Paralimpiadi: la guerra entra nei campi di gara senza sparare un colpo
Ariel Piccini Warschauer.
Mentre la fiaccola paralimpica si prepara a illuminare l’Arena di Verona, un’ombra gelida si allunga sui XIV Giochi invernali di Milano-Cortina 2026. Quella che doveva essere la festa dell’inclusione e del superamento delle barriere si è trasformata, in poche ore, in un caso diplomatico senza precedenti che spacca lo sport mondiale. Ucraina, Estonia e Repubblica Ceca hanno annunciato ufficialmente che boicotteranno la cerimonia d’apertura del prossimo 6 marzo. Il motivo? La decisione “scellerata” — come definita da alcuni circoli diplomatici — del Comitato Paralimpico Internazionale (IPC) di riammettere gli atleti russi e bielorussi non come neutrali, ma sotto le proprie bandiere e i propri inni nazionali.
La rivolta di Kiev
La miccia è stata accesa dal Comitato paralimpico ucraino. In una nota dai toni durissimi, Kiev ha comunicato che i propri atleti non sfileranno nell’anfiteatro scaligero. “Non possiamo accettare che i simboli di chi bombarda le nostre città siano esposti accanto ai nostri”, filtra dagli ambienti della delegazione. La protesta ucraina va oltre la semplice assenza: il Comitato ha chiesto formalmente che la bandiera giallo-blu non venga utilizzata in alcun modo durante la cerimonia, quasi a voler sottolineare un lutto sportivo e civile che non permette celebrazioni.
L’asse del Nord
L’effetto domino non si è fatto attendere. L’Estonia è stata la prima a seguire l’esempio di Kiev, condannando non solo l’IPC ma anche la Federazione Internazionale Sci (FIS) per aver spalancato le porte agli “atleti degli stati aggressori”. Tallinn ha rincarato la dose: “Non parteciperemo ad alcuna cerimonia ufficiale per tutta la durata dei Giochi”.

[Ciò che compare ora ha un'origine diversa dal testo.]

PR #2493, opened 2024-08-01
2416 fix maven build cache

cogross:
fixes build issue w/ cache
also needs https://github.com/NationalSecurityAgency/datawave-mapreduce-query-service/pull/6

### DIFF
--- a/.mvn/maven-build-cache-config.xml
+++ b/.mvn/maven-build-cache-config.xml
@@ -35,7 +35,7 @@
     <input>
         <global>
             <glob>
-                {*.java,*.sh,*.py,*.properties}
+                {*.java,*.sh,*.py,*.properties,*.yml,*.xml}
             </glob>
             <includes>
                 <include>src/</include>
--- a/contrib/datawave-quickstart/docker/pom.xml
+++ b/contrib/datawave-quickstart/docker/pom.xml
@@ -17,6 +17,8 @@
         <dist.maven>apache-maven-3.8.8-bin.tar.gz</dist.maven>
         <dist.wildfly>wildfly-17.0.1.Final.tar.gz</dist.wildfly>
         <dist.zookeeper>apache-zookeeper-3.7.2-bin.tar.gz</dist.zookeeper>
+        <docker.image.prefix />
+        <maven.build.cache.enabled>false</maven.build.cache.enabled>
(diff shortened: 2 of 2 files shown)


avgAGB (dismissed):

jwomeara:
OK, so I tested this out a bit today.  I ran into some issues...  Overall I think these are improvements to what we currently have on integration, but I think there's still more work to do to get this working consistently.

here's what I did.

```
# From the base datawave project
mvn -Pdev clean install -DskipTests

# Now that we have cached artifacts, run the full docker build (with the compose profile instead of dev)
mvn -Pcompose -Dmicroservice-docker -Pquickstart-docker -Ddeploy -Dtar -Ddist clean install -DskipTests

# once that finished, i started docker compose, and ran the test scripts.  everything worked fine
cd docker
docker compose up -d
cd scripts
./testAll.sh

# after that I made a change to QueryController.java in the query service.  i added a new rest endpoint.  you can see that below.

# i also made a change to QueryLogicFactory.xml in the web-services/deploy module.  you can find that change below as well.

# after that, I built the full project again with all of the microservice docker images (from the base datawave project directory)
mvn -Pcompose -Dmicroservice-docker -Pquickstart-docker -Ddeploy -Dtar -Ddist clean install -DskipTests

# doing that I saw a lot of errors when it got to the docker quickstart portion of the build.  those errors didn't fail the build, but they did result in a broken quickstart image.  you can verify this by attempting to start docker compose again.  the services will fail to start, and if you look at the quickstart logs you will see that it is attempting to build datawave (which is indicative of an error)

```

Here's what I added to QueryController.java
```
@RequestMapping(path = "blah", method = {RequestMethod.POST}, produces = {"application/xml", "text/xml", "application/json", "text/yaml", "text/x-yaml", "application/x-yaml", "application/x-protobuf", "application/x-protostuff"})
public String blah(@AuthenticationPrincipal DatawaveUserDetails currentUser) throws QueryException {
   return "blah";
}
```

Here's what I added for QueryLogicFactory.xml
```
<bean id="totallyNewResponseObjectFactory" class="datawave.core.query.result.event.DefaultResponseObjectFactory" />
```

jwomeara (changes requested):
see comments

Subito dopo è arrivato il “niet” della Repubblica Ceca. Il comunicato di Praga è una dichiarazione di guerra politica: “Ci uniamo all’Ucraina. I nostri rappresentanti non saranno a Verona, non avremo un portabandiera a Cortina e abbiamo annullato la trasmissione dei messaggi video degli atleti previsti per l’inaugurazione”.
Il cortocircuito dell’IPC
La decisione dell’IPC segna un’inversione di rotta clamorosa rispetto alle precedenti edizioni, dove agli atleti russi era stato concesso di gareggiare solo sotto lo status di “neutrali” (RPC) a causa degli scandali doping prima e dell’invasione dell’Ucraina poi. Consentire oggi a Mosca di esibire il tricolore e far risuonare l’inno in mondovisione è stato percepito da molti come un via libera politico, un segnale di “normalizzazione” che l’Est Europa non è disposto a digerire.
Per l’Italia, che si appresta a ospitare l’evento, si tratta di una grana non da poco. Il rischio concreto è quello di una cerimonia monca, priva di alcune delle delegazioni più rappresentative, con un’Arena di Verona trasformata da tempio della lirica a palcoscenico di una frattura geopolitica insanabile. La politica sportiva ha provato a tenere fuori la guerra dai campi di gara, ma il risultato è l’esatto opposto: la guerra è entrata prepotentemente nello stadio, e stavolta senza bisogno di sparare un solo colpo.